European rice cultivars were transformed with synthetic Cry1Aa or
synthetic Cry1B toxin genes under a constitutive promoter ubiquitin or
synthetic Cry1B under a wound-inducible maize promoter (responding to
stresses such as insect predation). The constitutive promoter driven
toxin genes produced high level toxin levels that prevented striped stem
borer predation but left toxin in all of the rice tissues and seeds
while the wound inducible strain produced toxin mainly at the site of
insect attack (9).
Bt toxin was found to be introduced into soil by root exudates of
transgenic rice. The toxin released into the soil effected the enzymes
of soil microbes, increasing soil acid phosphatase and decreasing soil
urease (10).
The benefit of insect protection from Bt rice is offset by the high
levels of toxin protein in the rice grain. It has been found that food
irradiation improved the "quality" of GM rice modified with the Cry1Ab
toxin by selectively removing the toxin protein (11). However, study of
the radiation products and adducts created in during destruction of the
toxin is essential. Furthermore, it is clear that food irradiation may
be used to disguise GM rice .
A number of projects have studied the use of snowdrop lectin, Galanthus
nivalis agglutinin (GNA) alone or in conjunction with other genes to
control rice pests. Lectins are proteins that interact with human blood
cells (agglutinin) and also act as anti-predator chemicals in plants or
microbes. A GNA gene was driven by a phloem specific promoter
accompanied by a hyromycin antibiotic resistance gene was used to
transform japonica rice strains. The modified rice controlled sap
sucking insects that spread rice viruses (12). The downside to GNA pest
control is that the lectin is toxic when digested by mammals. Ewen and
Pusztai (13) showed that potatoes modified with GNA effected different
parts of the rat digestive system.
Rice plants containing both the GNA gene and the unlinked Bt Cry1Ac gene
were resistant to the major rice insect pests striped stem borer and
brown leaf hopper (rice with only cry1Ac resisted striped stem borer
while rice with GNA resisted brown leaf hopper) (14). Rice transformed
with a single vector containing Cry1Ab driven by maize ubiquitin
promoter, along with GNA driven by sucrose synthetase promoter and the
bar gene for herbicide tolerance driven by the CaMV promoter were
resistant to yellow stem borer and three sap sucking insects along with
the herbicide glufosinate, this huge package of genes was integtated at
a single chromosomal site (15). Care will have to taken to account for
the interaction of the various toxins in the human food supply and in
the environment. Basmati rice was co-transformed with three plasmids
carrying four genes including GNA, synthetic Cry1Ac , synthetic Cry2A
and resistance to the antibiotic hygromycin, the promoters used in these
constructions included maize ubiquitin and CaMV genes while the
transcription terminators were nos genes.(16). As in the previous
construction, care must be taken to evaluate the toxicity of the toxin
products and their interaction in the human diet and in the environment.
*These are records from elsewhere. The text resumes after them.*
Issue #1, opened 2016-06-15
Improve Project Structure


jmchilton:
- [x] Implement a README.
- [x] Review and fix all Travis tests.
- [x] Generate and build documentation.
- [x] Setup a readthedocs site for this.
- [x] Write a couple tests.
- [x] Enable coverage testing, register with coveralls.

jmchilton:
@bgruening took a huge step forward on this with #36. If we find a way to just dump the script help text to RST for readthedocs I think we are very close to having a decent, well-tested user-facing application here.

rhpvorderman:
I'm working on a project that depends on tools in ephemeris. I am willing to look at the documentation if I am not duplicating effort and someone gives me directions as to where the readthedocs documentation is/should be stored.

bgruening:
@rhpvorderman any documentation is welcome at this point and I don't think anyone is working on this yet. 
Thanks!

jmchilton:
I'll set up a Sphinx outline and create a readthedocs today to enable contributions of documentation - thanks @rhpvorderman!

jmchilton:
@rhpvorderman I have opened a PR for some initial Sphinx docs here (https://github.com/galaxyproject/ephemeris/pull/44). I think obvious wins are docstrings and improved command help - I'm pretty sure both of these kinds of documentation would be very valuable and both will ultimately land up on Sphinx or in users hands directly. Thanks so much for contributing - I'm looking forward to seeing what you are building!

rhpvorderman:
> If we find a way to just dump the script help text to RST for readthedocs I think we are very close to having a decent, well-tested user-facing application here.

This is enabled in #46 . Using sphinx-argparse to write shed-install and run-data-manager's help texts to rst. It should be easily portable to other functions as well.

rhpvorderman:
Coverage is now tested and reported. Some tests need to be converted to the new pytest format. But all in all. The project now has the desired structure.

PR #44, opened 2017-06-09
Setup Sphinx docs so this can be published to RTD.

jmchilton:
This is based on the Pulsar/Planemo template so this fills in some initial content - install directions, code of conduct, contributing description, docs for process for publishing to PyPI, and establishing a governance policy (@bgruening as "Benevolent Dictator for Now" with a small "committer" group (@afgane, @drosofff, @jmchilton, @bgruening, @mvdbeek) - everyone who has added more than 100 lines of code).

I think another obvious win for documentation would be dump the ``--help`` for all the commands to the docs. I do this with Planemo here (http://planemo.readthedocs.io/en/latest/commands.html) and it works well I think. I don't know if the lack of Click here would make that more difficult now.

xref #1


erasche:
I'm happy to write a short tutorial on using the sleep command / example uses / etc. Have been waiting for this to be solved :) could really benefit from some how to / cookbook type things.

rhpvorderman:
If this request was pulled I would gladly contribute with documentation on the usage of shed-install and run-data-managers.

jmchilton:
Thanks for the offers @erasche and @rhpvorderman - sorry for not being better about documenting these things from the get go. It is hard to know what ideas are going to catch and what ideas are going to fail - so I tend not to document things well unless I know it will be read. I will try to configure RTDs now.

Elite Chinese rice cultivars were transformed with transformed with a
gene for bacterial blight and a GNA gene along with a hygromycin
antibiotic resistance gene in constructions employing promoters
including rice sucrose synthetase promoter, maize ubiquitin promoter and
the CaMV promoter, transcription was terminated using the nos gene in
every case. The transformed rice was resistant to sap sucking insects
and to bacterial blight (17). Insect and bacterial disease resistant
lines were pyramided (pyramiding is combining transgenes by genetic
crosses). A strain with a fused Bt gene cry1Ab/Cry 1Ac was combined with
a gene from a wild rice derived gene for resistance to bacterial blight
in a male sterile restorer line of rice. The pyramidal line was
resistant to bacterial blight and to stem borer insects (1
. The
pyramided lines must consider and evaluate the toxicity of each
transgenic toxin and the combination of toxins brought about by crossing.
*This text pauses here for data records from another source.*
PR #49, opened 2017-08-18
Use https by default

bgruening:


rhpvorderman:
This will not work on galaxies that do not have https. Also nginx should route any http requests to https when the galaxy is configured to use https.

erasche:
@rhpvorderman it does work for galaxies without https, they just have to specify `http://` when they're referencing their galaxy. Nice to encourage security by default, maybe?

rhpvorderman:
> Routing of http to https only works for GETs, and POST requests will not be re-executed.

@erasche Then https galaxies do not work well in the current situation. And this pull request flips the current situation. Instead of having to specify `https://` to reference your galaxy you don't have to that anymore.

Resistance to the rice stem borer was produced using a synthetic trypsin
inhibitor that interferes with insect food digestion. The synthetic gene
was roughly based on a winged bean chymotrypsin inhibitor. The genetic
construction included the CaMV promoter was enhanced with an omega
sequence from tobacco mosaic virus and the first intron of a gene for
phaseolin (19). A synthetic copy of a gene product that interferes with
digestion surely requires extensive safety testing!
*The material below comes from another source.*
PR #51, opened 2017-09-05
Run-data-managers now checks whether an entry in the yaml is already installed.

### LINKED ISSUE #50: Data manager does not check if index is already populated.
The shed-install command works really nice: you feed it a yaml and it installs the tools. Oops! You forgot a tool! No worries, just add it to the yaml and run shed-install again. It will skip the already installed tools.

This behaviour is not reproduced in the run-data-managers tool. If you run a yaml again, it will start indexing all the genomes in there. Even if they are already indexed. This is annoying if you have human genomes on the list which take a long time to index.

Increasing the transcription level of a rice sodium antiporter (a pump
that moves sodium ion into a vacuole) gene , called OsNHX1, improved the
salt tolerance of rice (20). Improved salt tolerance should open large
tracks of land to rice cultivation, Over expression of barley aquaporin
gene in rice led to increased carbon dioxide conductance and
assimilation (21). Such modification are potentially able to enhance bio
mass production in rice
Production of pharmaceutical proteins in rice crops poses potent threats
to the food supply. Recent efforts to test and produce rice modified to
field test and produce .human gene products lactoferrin and lysozyme
have been temporarily thwarted (22), but rice producing human growth
hormone has been developed in the face of the likelihood that the GM
rice could cause cancer in those consuming it (23). Rice is not a
suitable cross for producing pharmaceutical products because of the high
likelihood that the products will pollute the food supply.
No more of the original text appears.